The task
All of the data needs to be printed again, exactly as written.

%%

PR #756, opened 2024-04-17
feat: no_changed_files predicate

### LINKED ISSUE #754: Feature Request: Predicate to skip rule if a file was changed

erikburt:
### Summary 

Adds a new `no_changed_files` predicate that allows you to ensure that the rule is not applied if a file matching an entry in `no_changed_files.paths` is present.

This is a negation of the `changed_files` predicate, and the implementation logic reflects that.

Closes #754
Related #755


palantirtech:
Thanks for your interest in [palantir/policy-bot](https://github.com/palantir/policy-bot), @erikburt! Before we can accept your pull request, you need to sign our contributor license agreement - just visit https://cla.palantir.com/ and follow the instructions. Once you sign, I'll automatically update this pull request.

policy/predicate/file.go
```diff
@@ -141,6 +141,49 @@ func (pred *OnlyChangedFiles) Trigger() common.Trigger {
...
+
+	if err != nil {
+		return nil, err
+	}
+
+	predicateResult := common.PredicateResult{
+		Values:          changedFilesPredicateResult.Values,
+		Satisfied:       !changedFilesPredicateResult.Satisfied,
+		ValuePhrase:     "excluded changed files",
+		ConditionPhrase: "match",
```
erikburt: Wasn't sure how to word these.

Perhaps: 
```
ValuePhrase:     "changed files",
ConditionPhrase: "cannot match",
```

policy/predicate/file.go
```diff
@@ -141,6 +141,49 @@ func (pred *OnlyChangedFiles) Trigger() common.Trigger {
...
+		ConditionsMap: map[string][]string{
+			"path patterns":  changedFilesPredicateResult.ConditionsMap["path patterns"],
+			"while ignoring": changedFilesPredicateResult.ConditionsMap["while ignoring"],
+		},
```
erikburt:
```suggestion
		ConditionsMap:   changedFilesPredicateResult.ConditionsMap,
```

bluekeyes:
Thanks for implementing this. I think it looks good, but I need to think a bit more about:

* If the expected behavior is exactly the negation of `changed_files` or if there should be some difference (particularly for ignored files)
* If the value/condition phrases are correct for the UI

I'll try to get back to you on those points in the next few days.

policy/predicate/file.go
```diff
@@ -141,6 +141,44 @@ func (pred *OnlyChangedFiles) Trigger() common.Trigger {
...
+		return nil, err
+	}
+
+	predicateResult := common.PredicateResult{
+		Values:          changedFilesPredicateResult.Values,
+		Description:     changedFilesPredicateResult.Description,
+		Satisfied:       !changedFilesPredicateResult.Satisfied,
+		ValuePhrase:     "changed files",
+		ConditionPhrase: "cannot match",
+		ConditionsMap:   changedFilesPredicateResult.ConditionsMap,
```
bluekeyes: The way phrases are used is pretty awkward for negative conditions: when the predicate is skipped the `ConditionPhrase` appears after `do not`. In this case that leads to "The changed files [...] do not cannot match path patterns ..."

The best single word I can think of right now is "avoid", leading to "The changed files [...] avoid path patterns ..." and "The changed files [...] do not avoid path patterns ...". This works, but is not great.

A more involved option is to modify the template to do something different here. Maybe if the `ConditionPhrase` value already has `do not` as a prefix it could remove it when the predicate is skipped instead of adding it.

policy/predicate/file.go
```diff
@@ -141,6 +141,44 @@ func (pred *OnlyChangedFiles) Trigger() common.Trigger {
...
+	}
+
+	if changedFilesPredicateResult.Satisfied {
+		predicateResult.Description = "No changed files match the excluded patterns"
+	}
```
bluekeyes: I think this is condition is inverted. When `changedFilesPredicateResult.Satisfied` is true, the `Description` field contains the file that matched, which is the correct explanation for why this rule is _not_ satisfied. When it is false, we can change the description to "No changed files match the specified patterns"

(I think "excluded" gives the wrong idea, so "specified" is a bit more generic than the original "required")

bluekeyes (commented):
I think this is good in terms of the logic: a `no_changed_files` predicate should be the exact opposite of a `changed_files` predicate. But I had some suggestions for improving how this displays in the details UI.

I'm also thinking that the logic for the metadata values (description, conditions, etc.) might be clearer if the predicate was implemented directly, instead of by modifying the results of the `ChangedFiles` predicate. Most of the code in both predicates is for setting up this metadata, so we're not saving all that much code by delegating to the other predicate.

erikburt:
Thank you for the review! Sorry for the delay, was caught up with some deadlines.

I've changed the phrases around using some of your suggestions. To get around the weird double negatives I added a "SkipPhrase" to the predicate result which is universally "do not" except for the NoChangedFiles predicate where it is empty.

I've also tried to simplify the logic where possible. I do think it's probably best to reuse the ChangedFiles predicate to ensure this is a direct negation. If you would like me to duplicate and reverse the logic, I can do that as well.

Let me know what you think.

server/templates/details.html.tmpl
```diff
@@ -158,7 +158,7 @@
         <ul class="list-disc list-outside pl-6 py-2">
           {{range .Values}}<li class="font-mono text-sm-mono">{{.}}</li>{{end}}
         </ul>
-        {{if eq $s "skipped"}}do not {{end}}{{.ConditionPhrase}}
+        {{if eq $s "skipped"}}{{.SkipPhrase}} {{end}}{{.ConditionPhrase}}
```
bluekeyes: One issue with using `SkipPhrase` like this is that we'll need to either set a value in _all_ of the existing predicates or provide a way to use a default value when it isn't set.

policy/predicate/file.go
```diff
@@ -141,6 +143,47 @@ func (pred *OnlyChangedFiles) Trigger() common.Trigger {
...
+		Satisfied:     !changedFilesPredicateResult.Satisfied,
+		Values:        changedFilesPredicateResult.Values,
+		ConditionsMap: changedFilesPredicateResult.ConditionsMap,
+	}
+
+	if predicateResult.Satisfied {
+		predicateResult.ConditionPhrase = "do not match"
+		predicateResult.Description = "No changed files match the specified patterns"
+	} else {
+		predicateResult.ConditionPhrase = "should not match"
```
bluekeyes: I think this may be better as `"match"`. That way, the overall expression will read `This rule is skipped because the changed files [...] match the path patterns [...]`

bluekeyes (commented):
Thanks for the updates. I think the `SkipPhrase` makes sense but we'll need to either provide a default value or set `"do not"` as the value in all existing predicates to avoid breaking the details display for non-file predicates.

policy/predicate/file.go
erikburt: Sounds good - I've changed this to "match" in both scenarios with the reworked use of skip phrase.

server/templates/details.html.tmpl
erikburt: I've modified the code so a skip phrase is not directly needed. The logic now allows you to reverse when to add the "do not", defaulting to current behaviour for all predicates.

bluekeyes (approved):
Thanks for the updates!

%%

Answer
PR #756, opened 2024-04-17
feat: no_changed_files predicate

### LINKED ISSUE #754: Feature Request: Predicate to skip rule if a file was changed

erikburt:
### Summary 

Adds a new `no_changed_files` predicate that allows you to ensure that the rule is not applied if a file matching an entry in `no_changed_files.paths` is present.

This is a negation of the `changed_files` predicate, and the implementation logic reflects that.

Closes #754
Related #755


palantirtech:
Thanks for your interest in [palantir/policy-bot](https://github.com/palantir/policy-bot), @erikburt! Before we can accept your pull request, you need to sign our contributor license agreement - just visit https://cla.palantir.com/ and follow the instructions. Once you sign, I'll automatically update this pull request.

policy/predicate/file.go
```diff
@@ -141,6 +141,49 @@ func (pred *OnlyChangedFiles) Trigger() common.Trigger {
...
+
+	if err != nil {
+		return nil, err
+	}
+
+	predicateResult := common.PredicateResult{
+		Values:          changedFilesPredicateResult.Values,
+		Satisfied:       !changedFilesPredicateResult.Satisfied,
+		ValuePhrase:     "excluded changed files",
+		ConditionPhrase: "match",
```
erikburt: Wasn't sure how to word these.

Perhaps: 
```
ValuePhrase:     "changed files",
ConditionPhrase: "cannot match",
```

policy/predicate/file.go
```diff
@@ -141,6 +141,49 @@ func (pred *OnlyChangedFiles) Trigger() common.Trigger {
...
+		ConditionsMap: map[string][]string{
+			"path patterns":  changedFilesPredicateResult.ConditionsMap["path patterns"],
+			"while ignoring": changedFilesPredicateResult.ConditionsMap["while ignoring"],
+		},
```
erikburt:
```suggestion
		ConditionsMap:   changedFilesPredicateResult.ConditionsMap,
```

bluekeyes:
Thanks for implementing this. I think it looks good, but I need to think a bit more about:

* If the expected behavior is exactly the negation of `changed_files` or if there should be some difference (particularly for ignored files)
* If the value/condition phrases are correct for the UI

I'll try to get back to you on those points in the next few days.

policy/predicate/file.go
```diff
@@ -141,6 +141,44 @@ func (pred *OnlyChangedFiles) Trigger() common.Trigger {
...
+		return nil, err
+	}
+
+	predicateResult := common.PredicateResult{
+		Values:          changedFilesPredicateResult.Values,
+		Description:     changedFilesPredicateResult.Description,
+		Satisfied:       !changedFilesPredicateResult.Satisfied,
+		ValuePhrase:     "changed files",
+		ConditionPhrase: "cannot match",
+		ConditionsMap:   changedFilesPredicateResult.ConditionsMap,
```
bluekeyes: The way phrases are used is pretty awkward for negative conditions: when the predicate is skipped the `ConditionPhrase` appears after `do not`. In this case that leads to "The changed files [...] do not cannot match path patterns ..."

The best single word I can think of right now is "avoid", leading to "The changed files [...] avoid path patterns ..." and "The changed files [...] do not avoid path patterns ...". This works, but is not great.

A more involved option is to modify the template to do something different here. Maybe if the `ConditionPhrase` value already has `do not` as a prefix it could remove it when the predicate is skipped instead of adding it.

policy/predicate/file.go
```diff
@@ -141,6 +141,44 @@ func (pred *OnlyChangedFiles) Trigger() common.Trigger {
...
+	}
+
+	if changedFilesPredicateResult.Satisfied {
+		predicateResult.Description = "No changed files match the excluded patterns"
+	}
```
bluekeyes: I think this is condition is inverted. When `changedFilesPredicateResult.Satisfied` is true, the `Description` field contains the file that matched, which is the correct explanation for why this rule is _not_ satisfied. When it is false, we can change the description to "No changed files match the specified patterns"

(I think "excluded" gives the wrong idea, so "specified" is a bit more generic than the original "required")

bluekeyes (commented):
I think this is good in terms of the logic: a `no_changed_files` predicate should be the exact opposite of a `changed_files` predicate. But I had some suggestions for improving how this displays in the details UI.

I'm also thinking that the logic for the metadata values (description, conditions, etc.) might be clearer if the predicate was implemented directly, instead of by modifying the results of the `ChangedFiles` predicate. Most of the code in both predicates is for setting up this metadata, so we're not saving all that much code by delegating to the other predicate.

erikburt:
Thank you for the review! Sorry for the delay, was caught up with some deadlines.

I've changed the phrases around using some of your suggestions. To get around the weird double negatives I added a "SkipPhrase" to the predicate result which is universally "do not" except for the NoChangedFiles predicate where it is empty.

I've also tried to simplify the logic where possible. I do think it's probably best to reuse the ChangedFiles predicate to ensure this is a direct negation. If you would like me to duplicate and reverse the logic, I can do that as well.

Let me know what you think.

server/templates/details.html.tmpl
```diff
@@ -158,7 +158,7 @@
         <ul class="list-disc list-outside pl-6 py-2">
           {{range .Values}}<li class="font-mono text-sm-mono">{{.}}</li>{{end}}
         </ul>
-        {{if eq $s "skipped"}}do not {{end}}{{.ConditionPhrase}}
+        {{if eq $s "skipped"}}{{.SkipPhrase}} {{end}}{{.ConditionPhrase}}
```
bluekeyes: One issue with using `SkipPhrase` like this is that we'll need to either set a value in _all_ of the existing predicates or provide a way to use a default value when it isn't set.

policy/predicate/file.go
```diff
@@ -141,6 +143,47 @@ func (pred *OnlyChangedFiles) Trigger() common.Trigger {
...
+		Satisfied:     !changedFilesPredicateResult.Satisfied,
+		Values:        changedFilesPredicateResult.Values,
+		ConditionsMap: changedFilesPredicateResult.ConditionsMap,
+	}
+
+	if predicateResult.Satisfied {
+		predicateResult.ConditionPhrase = "do not match"
+		predicateResult.Description = "No changed files match the specified patterns"
+	} else {
+		predicateResult.ConditionPhrase = "should not match"
```
bluekeyes: I think this may be better as `"match"`. That way, the overall expression will read `This rule is skipped because the changed files [...] match the path patterns [...]`

bluekeyes (commented):
Thanks for the updates. I think the `SkipPhrase` makes sense but we'll need to either provide a default value or set `"do not"` as the value in all existing predicates to avoid breaking the details display for non-file predicates.

policy/predicate/file.go
erikburt: Sounds good - I've changed this to "match" in both scenarios with the reworked use of skip phrase.

server/templates/details.html.tmpl
erikburt: I've modified the code so a skip phrase is not directly needed. The logic now allows you to reverse when to add the "do not", defaulting to current behaviour for all predicates.

bluekeyes (approved):
Thanks for the updates!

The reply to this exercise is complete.